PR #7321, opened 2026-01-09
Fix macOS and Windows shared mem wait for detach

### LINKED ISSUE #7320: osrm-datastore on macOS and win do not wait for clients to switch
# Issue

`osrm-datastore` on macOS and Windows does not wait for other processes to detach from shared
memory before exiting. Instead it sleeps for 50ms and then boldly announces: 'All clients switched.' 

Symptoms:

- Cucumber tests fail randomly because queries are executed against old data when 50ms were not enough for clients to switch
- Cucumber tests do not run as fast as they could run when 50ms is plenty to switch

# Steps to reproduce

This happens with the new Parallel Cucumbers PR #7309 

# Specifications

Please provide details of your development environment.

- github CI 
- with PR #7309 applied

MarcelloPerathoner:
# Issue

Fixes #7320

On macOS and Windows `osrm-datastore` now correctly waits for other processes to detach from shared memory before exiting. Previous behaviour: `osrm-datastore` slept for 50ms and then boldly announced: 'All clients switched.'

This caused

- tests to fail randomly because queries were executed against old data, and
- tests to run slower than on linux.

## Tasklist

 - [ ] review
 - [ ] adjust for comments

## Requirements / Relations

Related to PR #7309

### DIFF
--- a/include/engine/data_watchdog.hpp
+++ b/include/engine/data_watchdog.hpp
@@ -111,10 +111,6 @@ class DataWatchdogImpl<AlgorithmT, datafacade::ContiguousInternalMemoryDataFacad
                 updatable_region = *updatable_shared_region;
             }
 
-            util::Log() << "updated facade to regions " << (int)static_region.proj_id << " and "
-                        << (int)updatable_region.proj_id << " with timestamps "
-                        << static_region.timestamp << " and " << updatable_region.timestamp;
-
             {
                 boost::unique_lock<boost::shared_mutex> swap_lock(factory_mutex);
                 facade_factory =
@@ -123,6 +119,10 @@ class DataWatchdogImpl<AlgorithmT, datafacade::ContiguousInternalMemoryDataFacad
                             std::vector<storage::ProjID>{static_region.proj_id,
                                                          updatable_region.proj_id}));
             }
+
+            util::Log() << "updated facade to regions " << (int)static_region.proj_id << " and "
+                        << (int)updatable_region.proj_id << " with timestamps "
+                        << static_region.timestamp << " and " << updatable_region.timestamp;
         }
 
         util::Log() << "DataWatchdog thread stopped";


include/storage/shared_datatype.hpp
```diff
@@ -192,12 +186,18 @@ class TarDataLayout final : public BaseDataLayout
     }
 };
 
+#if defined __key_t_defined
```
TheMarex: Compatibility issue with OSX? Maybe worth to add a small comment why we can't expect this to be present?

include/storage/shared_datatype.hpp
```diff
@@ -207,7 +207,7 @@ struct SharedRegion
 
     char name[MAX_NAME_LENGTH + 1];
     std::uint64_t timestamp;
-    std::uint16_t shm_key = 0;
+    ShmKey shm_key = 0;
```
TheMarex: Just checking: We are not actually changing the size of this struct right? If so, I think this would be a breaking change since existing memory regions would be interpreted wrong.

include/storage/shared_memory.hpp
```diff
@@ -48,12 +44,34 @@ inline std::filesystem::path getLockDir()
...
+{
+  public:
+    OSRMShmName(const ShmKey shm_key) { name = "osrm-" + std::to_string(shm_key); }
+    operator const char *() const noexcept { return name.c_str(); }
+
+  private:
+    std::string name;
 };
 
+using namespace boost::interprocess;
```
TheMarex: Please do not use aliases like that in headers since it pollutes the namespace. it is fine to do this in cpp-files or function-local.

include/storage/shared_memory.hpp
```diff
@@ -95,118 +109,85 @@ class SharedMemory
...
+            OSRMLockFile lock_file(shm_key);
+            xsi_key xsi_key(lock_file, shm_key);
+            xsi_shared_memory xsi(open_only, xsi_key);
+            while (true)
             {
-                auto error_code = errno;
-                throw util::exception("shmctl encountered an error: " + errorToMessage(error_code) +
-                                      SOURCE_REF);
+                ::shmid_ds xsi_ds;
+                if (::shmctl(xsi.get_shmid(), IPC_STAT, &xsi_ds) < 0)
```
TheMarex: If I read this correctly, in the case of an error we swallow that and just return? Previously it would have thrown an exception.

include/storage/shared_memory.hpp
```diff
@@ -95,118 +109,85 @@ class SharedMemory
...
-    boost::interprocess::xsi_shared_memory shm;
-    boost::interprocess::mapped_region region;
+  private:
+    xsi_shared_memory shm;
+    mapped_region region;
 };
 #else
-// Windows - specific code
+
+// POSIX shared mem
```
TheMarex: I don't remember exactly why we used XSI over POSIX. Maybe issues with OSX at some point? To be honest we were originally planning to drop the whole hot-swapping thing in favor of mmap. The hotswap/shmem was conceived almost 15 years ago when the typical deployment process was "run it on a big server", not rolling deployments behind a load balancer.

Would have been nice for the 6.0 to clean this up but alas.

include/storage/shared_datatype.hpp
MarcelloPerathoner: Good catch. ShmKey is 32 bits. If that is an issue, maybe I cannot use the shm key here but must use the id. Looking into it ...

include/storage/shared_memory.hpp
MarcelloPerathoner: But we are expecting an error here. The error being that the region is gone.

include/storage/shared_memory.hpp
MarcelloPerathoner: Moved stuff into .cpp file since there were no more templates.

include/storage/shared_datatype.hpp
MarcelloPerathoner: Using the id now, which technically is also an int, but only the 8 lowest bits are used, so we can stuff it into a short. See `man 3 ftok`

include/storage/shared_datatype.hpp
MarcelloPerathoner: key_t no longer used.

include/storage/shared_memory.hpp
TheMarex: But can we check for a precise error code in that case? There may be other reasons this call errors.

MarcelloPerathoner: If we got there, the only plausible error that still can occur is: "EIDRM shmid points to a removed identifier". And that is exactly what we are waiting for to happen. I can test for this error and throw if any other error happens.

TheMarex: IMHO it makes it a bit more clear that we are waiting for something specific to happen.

**EXERCISE:**
Count of lines in the data above that contain the string "macOS": give this number and no other words.

**RESPONSE FOR THIS EXERCISE:**
4